PR #608, opened 2020-12-08
fix(doctype-tile): unbreak tile makeGenesis metadata

oed:
Main painpoint was that `family` could not be set. But we should not restrict what could be set in the metadata header.

### DIFF
--- a/packages/doctype-tile/src/tile-doctype.ts
+++ b/packages/doctype-tile/src/tile-doctype.ts
@@ -70,7 +70,7 @@ export class TileDoctype extends Doctype {
         // If 'deterministic' is undefined, default to creating document uniquely
         const unique = params.deterministic ? '0' : base64Encode(randomBytes(12))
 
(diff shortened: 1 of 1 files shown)


simonovic86 (approved):
lgtm

stbrody (commented):
Do we need to do the same thing to caip10-link-doctype?

oed:
@stbrody I don't think this was present there.

stbrody:
> @stbrody I don't think this was present there.

@oed https://github.com/ceramicnetwork/js-ceramic/blob/develop/packages/doctype-caip10-link/src/caip10-link-doctype.ts#L77

oed:
Oh, weird. I looked for it there but couldn't find it. Will make a follow up PR to deal with this (and tighten up what is allowed to be done with caip10-links.

oed:
See here @stbrody https://github.com/ceramicnetwork/js-ceramic/pull/619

__Aim of the exercise__
Please go through the data above and copy each line containing the word "ceramicnetwork".

__Answer space__
@oed https://github.com/ceramicnetwork/js-ceramic/blob/develop/packages/doctype-caip10-link/src/caip10-link-doctype.ts#L77
See here @stbrody https://github.com/ceramicnetwork/js-ceramic/pull/619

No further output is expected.